2011年6月7日

創刊號 共書評|怎樣「反叛」,如何「抗議」? 試論「搖滾樂改變世界」的政治想像

張世倫

作家張鐵志於去年推出新作《時代的噪音:從狄倫到U2的抗議之聲》(以下簡稱《時代的噪音》),探究搖滾樂、行動主義(activism),與激進政治的可能連結。在台灣的出版脈絡裡,該書可謂意義非凡——它是第一本聚焦於西方(主要是美國)音樂人政治參與的中文專書。本文旨在分析《時代的噪音》的內容要旨、事實陳述與寫作特徵,並試圖商榷「搖滾樂能否改變世界」論述的適切性[1]


音樂改變世界如何可能?
用張鐵志自己的話來說,《時代的噪音》的核心關懷,在於「不同時代的西方抗議歌手如何用他們的音樂去紀錄歷史、對抗不義、抵制體制凝視音樂人的生命與理念,並將其鑲嵌在不同階段的社會反抗史我們真正關心的問題是,音樂如何可能真正改變世界」(頁19,粗體為筆者所加)。在人物與時代的刻畫外,他念茲在茲的潛台詞,則是如何建構一套前後承襲、系譜相傳的反叛音樂論述,藉此砥礪後進、並收啟迪本地青年之效。
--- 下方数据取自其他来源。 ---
PR #9556, opened 2022-08-09
[luci/pass] FoldDensifyPass

seanshpark:
This will introduce FoldDensifyPass that will convert spase tensor with
Densify Op to densor tensor.

### DIFF
--- a/compiler/luci/pass/src/FoldDensifyPass.cpp
+++ b/compiler/luci/pass/src/FoldDensifyPass.cpp
@@ -1,0 +1,182 @@
+/*
+ * Copyright (c) 2022 Samsung Electronics Co., Ltd. All Rights Reserved
+ * Copyright 2020 The TensorFlow Authors. All Rights Reserved.
+ *
+ * Licensed under the Apache License, Version 2.0 (the "License");
+ * you may not use this file except in compliance with the License.
+ * You may obtain a copy of the License at
+ *
+ *    http://www.apache.org/licenses/LICENSE-2.0
+ *
+ * Unless required by applicable law or agreed to in writing, software
+ * distributed under the License is distributed on an "AS IS" BASIS,
+ * WITHOUT WARRANTIES OR CONDITIONS OF ANY KIND, either express or implied.
+ * See the License for the specific language governing permissions and
+ * limitations under the License.
+ */
+
+#include "luci/Pass/FoldDensifyPass.h"
+#include "helpers/SparsityFormatConverter.h"
+
+#include <luci/IR/CircleNodes.h>
+#include <luci/Profile/CircleNodeOrigin.h>
+
+#include <cassert>
+#include <vector>
+
+#include "helpers/FP16.h"
+
+namespace
+{
+
+bool is_foldable_const(luci::CircleConst *node)
+{
+  if (node->sparsityparam() == nullptr)
+    return false;
+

就取材範圍而言,11組案例裡沒有任何「非英語」發聲的歌手,其中更有高達7位是美國音樂人,這或許受限於作者關注範圍,亦可能是寫作聚焦考量,但難免使其宣稱處理的「西方」抗議歌手傳統,略顯宏大而失準。他的寫作體例近似新聞時事與報導文學的混合,利用大量繁複的事實性資料,讓讀者快速進入音樂人「政治參與」的「時代」。這種寫作策略的優點在於直接了當、快速切題,作者也努力將冰冷疏離的史料,轉譯為充滿溫度的抗爭現場——最精彩的部分,當是台灣讀者尚屬陌生、卻極為重要的20世紀初美國工運鬥爭現場。但或許是章節篇幅所限(最初是雜誌專欄寫作),他的行文雖然激昂熱情,卻劇烈搖盪在個人行誼與時代風情間,時而顯得急切而轉折突兀,讀者彷彿點閱了一場搖滾聖徒「been there, done that」的征戰清冊,卻少了些自行沈澱、斟酌反思的空間。
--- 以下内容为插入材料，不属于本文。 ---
PR #9557, opened 2022-08-09
[common-artifacts] Exclude for Densify

seanshpark:
This will add exclude recipes for Densify operator.

### DIFF
--- a/compiler/common-artifacts/exclude.lst
+++ b/compiler/common-artifacts/exclude.lst
@@ -32,6 +32,7 @@ tcgenerate(BroadcastTo_000) # luci-interpreter doesn't support custom operator
 tcgenerate(Ceil_000)
 tcgenerate(Conv2D_003) # runtime doesn't support dilation
 tcgenerate(Cos_000)
+tcgenerate(Densify_000) # luci-interpreter doesn't support
 tcgenerate(DepthwiseConv2D_001) # runtime doesn't support dilation
 tcgenerate(DepthwiseConv2D_003) # runtime doesn't support dilation
 tcgenerate(DepthwiseConv2D_U8_001)  # luci-interpreter doesn't support channel-wise quantization yet
@@ -67,6 +68,8 @@ tcgenerate(Neg_000)
 tcgenerate(Net_BroadcastTo_AddV2_001) # luci-interpreter doesn't support custom operator
 tcgenerate(Net_Conv_FakeQuant_000) # luci-interpreter doesn't support FakeQuant yet
 tcgenerate(Net_Dangle_001)
+tcgenerate(Net_Densify_Add_000) # luci-interpreter doesn't support Densify yet
+tcgenerate(Net_Densify_Dequantize_Add_000) # luci-interpreter doesn't support Densify/Dequantize yet
 tcgenerate(Net_Gather_SparseToDense_AddV2_000) # luci-interpreter doesn't support custom operator
 tcgenerate(Net_ZeroDim_001) # luci-interpreter doesn't support zero dim
 tcgenerate(OneHot_000)


seanshpark:
for #9488, from draft #9524

compiler/common-artifacts/exclude.lst
```diff
@@ -6,6 +6,7 @@
 #[[ optimize : Exclude from circle optimization(circle2circle) ]]
 ## TensorFlowLiteRecipes
 optimize(UnidirectionalSequenceLSTM_001) # This recipe contains is_variable Tensor
+optimize(Net_Densify_Dequantize_Add_000) # This recipe contains Dequantize
```
jinevening, line 9: Maybe?

```suggestion
optimize(Net_Densify_Dequantize_Add_000) # This recipe contains Densify
```

compiler/common-artifacts/exclude.lst
```diff
@@ -6,6 +6,7 @@
 #[[ optimize : Exclude from circle optimization(circle2circle) ]]
 ## TensorFlowLiteRecipes
 optimize(UnidirectionalSequenceLSTM_001) # This recipe contains is_variable Tensor
+optimize(Net_Densify_Dequantize_Add_000) # Export of Dequantize which intentionally not suppoerted yet
```
jinevening, line 9: AFAIK, export of dequantize is supported. Export of 'float16' is not supported. Please correct me if I'm wrong.

seanshpark: Ah, you're right! I think I need some coffee -_-;

seanshpark: in `common-artifacts, `*.opt.circle` is generated with `--resolve_customop_add --fold_dequantize` options with `circle2circle` in `CMakeLists.txt` script.
- `--resolve_customop_add` was added when I removed `-O1` option
- `--fold_dequantize` was added because I had no solution as of now to test models having `Float16 - Dequantize` model.

with this, `Net_Dequantize_Add_000` with `FLOAT16` is OK.
thus, that is, reason of `FLOAT16` is not the main reason for excluding `Net_Densify_Dequantize_Add_000`.

The first comment I wrote about `Densify` is that I didn't add `--fold-densify`.

As of now, I'm not sure which is the solution of `Net_Densify_Dequantize_Add_000` test in `common-artifacts`.

First I'll rollback to the message with `Densify`.
If you have any suggestion with this please advise
(1) we can add also `--fold-densify` in `circle2circle` test and remove this exclusion
(2) go as like this PR

jinevening: Thanks for the explanation.

To sum up, for `Net_Dequantize_Add_000`, Float16 + Dequantize is folded to Float32, so it is ok.

For `Net_Densify_Dequantize_Add_000`, Float16 + Densify + Dequantize is not folded, so it generates error. I thought that the reason is export of Float16, but it could be seen as folding of Float16 + Densify.

Maybe adding the advice (`turn on --fold_densify to enable this recipe`) would be enough.

seanshpark: OK, let's go with `--fold_densify` too

mhs4670go: Hmmm.. 

> Maybe adding the advice (`turn on --fold_densify to enable this recipe`) would be enough.

For the time being, what @jinevening said above can be a temporal solution.

And, I think it would be better to make it possible to manipulate the options for `circle2circle`. There are lots of canidate that we should consider though. 

I'm thinking of using `options.lst`. We could introduce `optimize_option` macro.

```bash
$ cat compiler/common-artifacts/options.lst

..
optimize_option(Net_Densify_Dequantize_Add_000 --fold_densify)
```

seanshpark: OK, I'll add `--fold_densify` for temporary :)

mhs4670go (approved):
LGTM

jinevening (approved):
LGTM Thank you

PR #9566, opened 2022-08-10
[tflchef] Test recipe of make sparse float16

seanshpark:
This will introduce test recipe of make sparse with float16.


seanshpark:
for #9488, from draft #9524

mhs4670go (approved):
LGTM

PR #1660, opened 2023-09-24
Ensure the RichAttributionWidgetState doesn't fail if its removed from widget tree.

bramp:
While there was an assertion to check for this, a Widget being removed ~1-2 frames after its added is perfectly valid, and thus we should easily check if the widget is still mounted. While we are at it, it seemed a GlobalKey was being used to track the context. In later versions of flutter Stateful widgets have a context property for this purpose.


JaffaKetchup:
Closed in favour of #1661, which includes this commit 51fda54.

部分原因,或許在於本書並非常態下的傳記寫作。作者的焦點不在回顧音樂人「完整」傳記生平,而是聚焦在他們「政治化」的創作時期與作品解讀。這種寫作策略固然反應了作者的終極關懷,套用在Joe HillWoody Guthrie等「一生懸命」於社運現場、相形素樸的音樂人時,也較無問題(這也是全書最精彩的兩章);但當對象是複雜多樣、面容模糊,本身又是產業一環、倚賴媒體通路的當代歌手時,就顯得相形見絀。這種寫作策略,使得作者筆下「政治化」的音樂人總是堅毅剛正、黑白分明,他們拒絕妥協,彷彿永遠屹立在愛與和平的正義陣營,而鮮少浮現人性恆常的曖昧含混、遲疑自省與內心掙扎。這種詮釋固然深具激勵潛能,卻也難免顧此失彼,使得「政治」與「抗議」外的音樂人面容,整體顯得模糊、僵化而失之零碎。
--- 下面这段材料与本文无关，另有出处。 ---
PR #1661, opened 2023-09-25
Simplified the building of `RichAttributionWidget`

bramp:
Previously the widget waited two frames to find the dimensions it was allowed, then set the minWidth to be the width it naturally wanted. I think this was to ensure the widget took the full width of the screen. It was simple to set a Container's width to infinity to achieve the same thing, with less complexity.

I may have misunderstood the purpose, but either way it seems I get the same behaviour when tested.

### DIFF
--- a/lib/src/layer/attribution_layer/rich.dart
+++ b/lib/src/layer/attribution_layer/rich.dart
@@ -153,8 +153,6 @@ class RichAttributionWidget extends StatefulWidget {
 class RichAttributionWidgetState extends State<RichAttributionWidget> {
   StreamSubscription<MapEvent>? mapEventSubscription;
 
-  Size? persistentAttributionSize;
-
   late bool popupExpanded = widget.popupInitialDisplayDuration != Duration.zero;
   bool persistentHovered = false;
 
@@ -172,19 +170,6 @@ class RichAttributionWidgetState extends State<RichAttributionWidget> {
         },
       );
     }
-
-    WidgetsBinding.instance.addPostFrameCallback(
-      (_) => WidgetsBinding.instance.addPostFrameCallback(
-        (_) {
-          if (!mounted) return;
-
-          final renderObject = context.findRenderObject();
-          if (renderObject is RenderBox) {
-            setState(() => persistentAttributionSize = renderObject.size);
-          }
-        },
-      ),
-    );
   }
 
   @override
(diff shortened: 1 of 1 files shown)


JaffaKetchup:
Yeah, I remember adding this and thinking it was less than ideal. It's quite possible that this approach was needed before, but with some of the changes since then, it's become redundant.

JaffaKetchup (changes requested):
This has broken the sizing rules of the attribution box. On wider screens, it should shrink wrap around its contents, and on narrower screens, it should consume all of the available width. This appears to have made the box always behave as if it were on a narrow screen.

bramp:
Can you provide me an example. Here are two screenshots (narrow and wide) from before my change:

Screenshot 2023-09-25 at 11 44 13 AM

Screenshot 2023-09-25 at 11 43 42 AM

Both show the box expanding across the screen. Do you see something different? I'm happy to adjust to meet whatever you think is correct.

JaffaKetchup:
Yep, so the wider screen should shrink wrap around the attribution text, instead of expanding. You can check the latest master (latest exe build on master if you're on windows), to see what it should be.

bramp:
Those screenshots were taken from the latest master (without my change).  Running the example app, in a Chrome browser.  That's why I'm confused as I don't see what you see.

JaffaKetchup:
Ah, that's strange, I checked latest main and it was different. Can you just run from a prebuild if that's possible, just to rule out any caching or something? I'll have a double check as well ASAP, but away from my PC atm.

bramp:
Ok using release from https://github.com/fleaflet/flutter_map/releases/tag/v6.0.0-dev.3 I get the behaviour you expect.
Screenshot 2023-09-25 at 12 18 52 PM

After a lot of hitting vscode, the master branch now also looks like that. So I think I had some build caching issue somewhere :(

Anyways, I'll make it act like how you want, which should take less time than debugging why my setup looked different to yours :)

bramp:
Minor tweak. It now seems to do what you would like. Please take a look.

JaffaKetchup (approved):
It's still not quite as it was :D On narrow screens, it should expand fully. On wide screens, it should not.

However, I think for the sake of simplifying the codebase, it looks fine like this.

LGTM, thanks for the contribution. I'll update the CHANGELOG.

bramp:
I'm happy to tweak it more if needed, to fill width if less than 420 pixel, otherwise its natural size.

As for changelog/attribution I don't mind. I only stumbled on this because it caused a crash in my app, and happy to help improve the project.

《時代的噪音》另一特色,是作者對「歌詞」文本的深入解讀。他從音樂人豐厚的創作歷程裡,費心考掘出足堪證成(justify)其「政治性」的「抗議」作品,深入剖析其敘事內容與時代的扣連,值得讀者細心品味、移情遙想。但與此相比,本書較無涉獵、甚至可說忽略的,則是(各種)音樂/聲音的本體性質,以及它們被聽眾經驗(experienced)的方式。換言之,《時代的噪音》雖然是本關於「抗議音樂」的著作,張鐵志更加費心致意的,其實是在「歌詞」的內容表意——例如文字如何為某個理念、群體,或運動發聲服務。但音樂,及其更狹隘的組成元素——歌詞——畢竟有別於新聞時事或報導文學,其政治意涵也無法從創作脈絡或歌詞內容預先決定;要評估流行音樂的政治性,我們不能忽略「音樂」的存在性本質(music as it is),以及做為一種傳播模式,「音樂」如何在商業、美學、制度及政治過程的交互作用裡折衝妥協,從而被觀眾理解、詮釋,甚至誤讀[2],並轉化為日常生活裡的力量[3]。換言之,時代資訊的還原與歌詞文本的梳理,都無法完整解釋音樂的「力量」與「政治」從何而來。音樂的政治實踐,某種層次上源自它被人們「經驗」與「使用」的方式,其中至關重要的是聲音與身體的扣連,及其觸發的愉悅(pleasure[4],這也是講究感官的流行音樂與重視知性的文字書寫間,最大的本質性歧異。作者用後者的尺度(歌詞文本解讀)檢驗前者,難免顯得典範錯置、難觀全貌。

音樂人的政治如何操演?
即便撇開上述角度,只把焦點擺在「音樂人」及其「時代」,我們還是得問:究竟音樂人的政治,是怎麼操演(performing)出來的?英國學者John Street曾言,一般關於「流行音樂/政治」的書寫,常輕率將焦點擺在音樂人的「生涯回顧」或「時代脈絡」,彷彿從這兩種面向挖出蛛絲馬跡,就足堪證成音樂的「政治意義」——例如歌手年少經歷某事獲得政治啟蒙,或時代的社經脈動,形塑了歌手的政治意識。Street認為相較於此,更關鍵的命題其實是音樂人身處的網絡(network)機制——例如音樂產業、社團群體、政黨組織、人際連帶,與歌迷群眾等——如何讓作品被接收、理解、可見(visible),從而操演出各種具正當性的政治意涵。流行音樂的政治,由於無可避免地內鑲於各種(主流、獨立,或DIY的)生產及傳播機制,因此只能是一種折衷下的成果。音樂人的奮鬥、起伏與政治發聲,因此並不是浪漫英雄式的個人意志展現,而是與產業與網絡創造出的機會結構(opportunity structure)進行互動與妥協的結果[5]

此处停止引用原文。